What you will do:
Every line with "thought" in it should be copied from the data.

'''

Issue #2474, opened 2024-04-24
FS type bcachefs is Unknown


kezyr:
Hi, when I select Pre-mounted configuration for Disk configuration where rootfs is bcachefs then it shows FS type as Unknown. 
![image](https://github.com/archlinux/archinstall/assets/62434319/b15852b8-3180-42ac-afd7-ed2a00dc87cc)

I use Hyper-V with 1 disk, latest version of archinstall.
I formated sda2 as bcachefs and mounted to /mnt, and sda1 as vfat and mounted to /mnt/efi

Then the installer craches because of fstype not set

svartkanin:
Bcachefs isn't something parted supports which is being used for partitioning under the hood.

codefiles:
> Bcachefs isn't something parted supports which is being used for partitioning under the hood.

That is not accurate for two reasons:

1. The user is attempting an install with a pre-mounted configuration and therefore has already partitioned and formatted.
2. [parted(8)](https://man.archlinux.org/man/extra/parted/parted.8.en) states that providing a file system when creating a partition is optional. This is true of pyparted as well, give it a try.

I will submit a pull request to fix this since it should work.

svartkanin:
Apologies I misread the issue, I thought it was for manual partitioning. In that case yes, pre-mounted should work and it's a bug.
However, the pre-mounted feature is in general somewhat limited still as it doesn't support many detections, btrfs and lvm being some of them.

codefiles:
> However, the pre-mounted feature is in general somewhat limited still as it doesn't support many detections, btrfs and lvm being some of them.

Btrfs works with the pre-mounted feature in the latest version.

dathide:
This issue is still occurring for me

Torxed:
Even after the release yesterday?

kezyr:
yes the issue is still here (checked using archlinux-2024.09.01-x86_64.iso)
During install there is an error message "File system type not set".

avnyu:
https://github.com/archlinux/archinstall/blob/957fa06ade3e6ba144b96a1ff2796039e6821396/archinstall/lib/installer.py#L1042
removing this line fix the issue for me, and without root fs type my desktop still boot normally

Issue #2376, opened 2024-02-28
pls add bcachefs to atomatic format options


ba-batz:
"Bcachefs is an advanced new filesystem for Linux, with an emphasis on reliability and robustness and the complete set of features one would expect from a modern filesystem." - https://bcachefs.org/

codefiles:
Duplicate of #2201

Issue #2201, opened 2023-11-06
add bcachefs option (task for ~January release)


kojq:
This can be done next year since that is around when we will have kernel `6.7`.

- We will need to consider the TRIM aspect, as the fs currently needs a `--discard` flag for support to be enabled. There is no scrub feature at the moment.

- There is an encryption option built in.

- I suggest `zstd` compression as in `btrfs` (flags are different).

Torxed:
If we adopt [bcachefs](https://wiki.archlinux.org/title/Bcachefs) *(which I think we should)*, it would be nice if we from the start go in with the mindset of supporting multiple disks joined in as one using [multiple drives](https://wiki.archlinux.org/title/Bcachefs#Multiple_drives) configuration.

This is something we don't have today in btrfs, mainly because the code was already a bit complex and handling that logic would scare me a bit.. definitely more likely to get that support today but from the start that was nearly impossible.

And we should aim for supporting [snapshots](https://bcachefs.org/Snapshots/) out of the gate too. I did a quick search as I haven't even looked at this before properly.. and I don't see much tooling around this yet. So perhaps we have to rely on users using CLI for accessing snapshots until it gets popular.

Cool idea, I like it :)

Plarpoon:
Same really, would be nice to have this for the Feb release, if possible of-course

armandothefirst:
I second this, hyped for a bcachefs option.

codefiles:
Here is a basic patch I created for the [single drive](https://wiki.archlinux.org/title/Bcachefs#Single_drive) setup.

https://github.com/archlinux/archinstall/commit/edc0767f5e4d3df45ddb679e3a5c309f8ee29ab1

Plarpoon:
Nice! Awesome!

c3Ls1US:
This would be great. 

However, currently, there's an open issue that results in [large files reliably being corrupted](https://github.com/koverstreet/bcachefs/issues/619). This seems serious and it's suspected to be compression related so until that is resolved, I think it would be wise not to apply compression yet.

Also, replicating the default btrfs subvolume layout in Archinstall would be a problem because currently bcachefs subvolumes cannot be mounted via `mount`. So if users wanted to manage a specific subvolume offline, targeting it (e.g. @) from a device wouldn't be possible. As a result, the subvolume layout would need to be flat for `chroot` to work and there'd just be two entries in fstab--the root and ESP. 

@codefiles Have you explored this?

codefiles:
[...]

PR #4072, opened 2026-01-02
feat: bcachefs support #2201

h8d13:
[Lore](https://www.phoronix.com/forums/forum/software/general-linux-open-source/1572618-linus-torvalds-marks-bcachefs-as-now-externally-maintained/page19) 1.38M commits, 5K+ contributors and dropped out in `Linux-6.18` [repo](https://github.com/koverstreet/bcachefs)

From our issues: #2201 and more dupes
#2474 #2376

So I thought let's settle it once and for all (and any re-adoption would make us just remove code).

Credits to @codefiles for the original implementation (back when it was in Kernel). And the fact that vs ZFS (licensing) this might be the actual future alternative with features similar to `btrfs`.

I'm posting this from a `bcachefs` install done through this patch/branch (currently hidden behind `--advanced`) since it's single-disk only. But now this only worked from a host (vs from an ISO) because `cow_spacesize` is too limited for the `_verify_bcachefs_support` block.


h8d13:
To bypass the problem I made an ISO with with 1GB of `cow_space` [here](https://github.com/h8d13/Int-ISO/releases/tag/ArchInt-2026.01.02) 

Screenshot 2026-01-02 16-04-14

Not sure if these are related to me being on a VM or misconfiguration + would need to test on real-hardware and see shutdown messages too (which I'm not too sure how to do).

Issue #2193, opened 2023-10-28
GRUB menu entries fail to boot when using UKIs


codefiles:
When `grub-mkconfig` is executed it will create menu entries for kernels when it detects the `vmlinuz-*` kernel files via `10_linux`. [1] When using unified kernel images these menu entries are created but will fail to boot (probably because it can not detect a corresponding `initramfs-*.img` file since those are removed by the installer when using UKIs as they are redundant [2]). The Gentoo wiki states GRUB has support for UKIs since 2.12 and will dynamically detect them if they are in the _Linux_ directory on the EFI System Partition. [3] I have had no success with dynamic detection but chainloading as mentioned in the ArchWiki works. [4]

[1] https://git.savannah.gnu.org/cgit/grub.git/tree/util/grub.d/10_linux.in?id=4e10213de66aae53c9292038ff6b8b6ae3d1ed6a
[2] https://wiki.archlinux.org/title/Unified_kernel_image#.preset_file
[3] https://wiki.gentoo.org/wiki/Unified_kernel_image#Boot_Loaders
[4] https://wiki.archlinux.org/title/GRUB#Chainloading_a_unified_kernel_image

codefiles:
I have written code that generates menu entries following the chainloading example and adds them to the `/etc/grub.d/40_custom` (could also decide to write them to `/boot/grub/custom.cfg` which does not require re-running `grub-mkconfig` when it is changed). [1] The invalid boot entries will also need to either be prevented from being generated or be negated after they are generated. This should be the course of action if it is determined that dynamic detection is not available in GRUB.

[1] https://wiki.archlinux.org/title/GRUB#Generate_the_main_configuration_file

codefiles:
The GRUB boot loader option is now restricted from the unified kernel images option. Waiting to see what happens with https://github.com/rhboot/grub2/pull/119

PR #4073, opened 2026-01-03
fix: bootloader changes

h8d13:
This patch makes it so that Grub supports UKI. Also makes it so that rEFInd is handled consistently like other boot-loaders (no fallback entry).

Finally it enables UKI by default if the system has UEFI and a supported boot-loader. Thanks to u/Synthetic451 u/Hermocrates and u/plasmamax1 on Reddit [post](https://www.reddit.com/r/archlinux/comments/1q0c31x/comment/nx2et2j/) and is only since mkinitcpio v40.

Making this default fixes systemdboot that needs a `XTLDRBOOT` part to function for `/efi`, IF UKI is not selected (something we do not have in our disk handling). 

Again safer default so user does not get not boot-able system. 

This is fixed in `def get_default(cls)` in this [line](https://github.com/archlinux/archinstall/compare/master...h8d13:dot-grubrefind?expand=1#diff-131e6745520c95c354c92cefa0144a03e0c042431f7633e14abc332eecab4633R85)

### DIFF
--- a/archinstall/lib/models/bootloader.py
+++ b/archinstall/lib/models/bootloader.py
@@ -20,7 +20,7 @@ class Bootloader(Enum):
 	Refind = 'Refind'
 
 	def has_uki_support(self) -> bool:
-      	return self != Bootloader.NO_BOOTLOADER
+		return self != Bootloader.NO_BOOTLOADER
 
 	def has_removable_support(self) -> bool:
 		match self:


codefiles:
Based on the tag [grub-2.14-rc1](https://cgit.git.savannah.gnu.org/cgit/grub.git/tag/?h=grub-2.14-rc1) (see https://cgit.git.savannah.gnu.org/cgit/grub.git/commit/?id=14c2966c725774aa58a811dada3277c7095cbcb3), GRUB will support UKI <strike>without chainloading as is being done in this pull request</strike>. I have been waiting for 2.14 to release to submit a patch (see #2193).

Edit: I was wrong about the chainloading.

```diff
+  src = grub_xasprintf ("%schainloader (%s)%s/%s%s%s\n",
+			blsuki_save_default ? "savedefault\n" : "",
+			entry->devid, entry->dirname,
+			entry->filename,
+			(options != NULL) ? " " : "",
+			(options != NULL) ? options : "");
```

h8d13:
Also thanks for the info :)) oh btw see the bcachefs draft ? Hehe 

Rest looks good to you ? Always scared when making changes to stuff like this. Altho did a lot of testing today

codefiles:
I have seen probably most of what you have submitted. Pretty good stuff.

h8d13:
Thanks !! Starting to run out of ideas 😅

PR #4074, opened 2026-01-03
feat: firewalls

h8d13:
Inspired by the @sigreturn changes on ppd, I thought this is also something that users might be(should be) doing either-way. Didn't implement another simply because I'm only familiar with this one. But think it would be a good addition.

### DIFF
--- a/archinstall/applications/firewall.py
+++ b/archinstall/applications/firewall.py
@@ -14,6 +14,12 @@ class FirewallApp:
 			'ufw',
 		]
 
+	@property
+	def ufw_services(self) -> list[str]:
+		return [
+			'ufw.service',
+		]
+
 	def install(
 		self,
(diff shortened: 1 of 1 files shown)


archinstall/applications/firewall.py
```diff
@@ -0,0 +1,26 @@
+from typing import TYPE_CHECKING
+
+from archinstall.lib.models.application import Firewall, FirewallConfiguration
+from archinstall.lib.output import debug
+
+if TYPE_CHECKING:
+	from archinstall.lib.installer import Installer
+
+
+class FirewallApp:
```
svartkanin, line 10: Shouldn't this also enable the service `ufw.service` ?

h8d13: Good call mb

PR #4363, opened 2026-04-02
Add translation support for TUI help groups and binding descriptions

Softer:
Help group names shown via F1 (General, Navigation, Selection, Search) and key binding descriptions in the Textual footer (Down, Up, Cancel, Confirm, etc.) were hardcoded in English and never went through the translation system.

## PR Description:

This adds tr() wrapping for help group titles and introduces a mechanism to translate Textual binding descriptions at runtime. The tricky part is that Textual evaluates bindings at class definition time (before any language is activated), and stores them as frozen dataclasses. To work around this, _translate_bindings() rebuilds binding objects on every change of screen, so now we always show the current language. The app-level bindings are also re-translated when the user switches language mid-session.

New translatable strings are added to base.pot and translated for Ukrainian.


Torxed (approved):
Haven't tested this, but the code looks good.
Only thing that worry me is that we're calling private functions on the widgets which might be subject to change in the future.
But I also recognize that textual might not have thought of this behavior during translations so, probably best option.

archinstall/tui/ui/components.py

'''

Output of the task:
Apologies I misread the issue, I thought it was for manual partitioning. In that case yes, pre-mounted should work and it's a bug.
So I thought let's settle it once and for all (and any re-adoption would make us just remove code).
Inspired by the @sigreturn changes on ppd, I thought this is also something that users might be(should be) doing either-way. Didn't implement another simply because I'm only familiar with this one. But think it would be a good addition.
But I also recognize that textual might not have thought of this behavior during translations so, probably best option.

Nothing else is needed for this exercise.